[[ SOURCE MATERIAL open ]]

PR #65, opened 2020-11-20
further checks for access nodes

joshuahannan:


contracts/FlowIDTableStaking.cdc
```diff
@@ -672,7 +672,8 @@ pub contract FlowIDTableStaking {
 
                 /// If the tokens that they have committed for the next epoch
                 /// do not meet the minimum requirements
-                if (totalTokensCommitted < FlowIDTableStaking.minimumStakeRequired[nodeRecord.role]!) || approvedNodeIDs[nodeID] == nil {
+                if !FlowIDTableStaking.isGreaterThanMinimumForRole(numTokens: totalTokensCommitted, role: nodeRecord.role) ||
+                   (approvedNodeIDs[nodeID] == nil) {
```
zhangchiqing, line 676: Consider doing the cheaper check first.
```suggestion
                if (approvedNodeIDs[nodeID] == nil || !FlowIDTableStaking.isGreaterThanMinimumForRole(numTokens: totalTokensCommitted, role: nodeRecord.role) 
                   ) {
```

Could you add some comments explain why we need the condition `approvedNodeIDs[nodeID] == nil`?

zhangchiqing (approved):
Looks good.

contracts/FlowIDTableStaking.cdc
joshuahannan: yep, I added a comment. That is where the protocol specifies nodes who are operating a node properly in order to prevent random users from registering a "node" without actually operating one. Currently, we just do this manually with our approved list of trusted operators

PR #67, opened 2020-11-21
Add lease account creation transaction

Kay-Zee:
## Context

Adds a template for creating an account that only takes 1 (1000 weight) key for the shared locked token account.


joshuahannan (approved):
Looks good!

[[ SOURCE MATERIAL closed ]]
[[ SOURCE MATERIAL open ]]

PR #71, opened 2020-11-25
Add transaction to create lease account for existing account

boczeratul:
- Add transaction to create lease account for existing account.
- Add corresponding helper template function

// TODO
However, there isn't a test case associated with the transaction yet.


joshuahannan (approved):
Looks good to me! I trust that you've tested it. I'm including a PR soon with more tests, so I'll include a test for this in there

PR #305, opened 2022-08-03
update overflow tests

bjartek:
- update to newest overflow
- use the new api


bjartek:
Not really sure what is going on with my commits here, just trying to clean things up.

[[ SOURCE MATERIAL closed ]]

• WORK REQUIRED:
Scan the material above for lines holding the string "nodeRecord" and copy those lines.

• SOLUTION FOR THIS TASK:
-                if (totalTokensCommitted < FlowIDTableStaking.minimumStakeRequired[nodeRecord.role]!) || approvedNodeIDs[nodeID] == nil {
+                if !FlowIDTableStaking.isGreaterThanMinimumForRole(numTokens: totalTokensCommitted, role: nodeRecord.role) ||
                if (approvedNodeIDs[nodeID] == nil || !FlowIDTableStaking.isGreaterThanMinimumForRole(numTokens: totalTokensCommitted, role: nodeRecord.role) 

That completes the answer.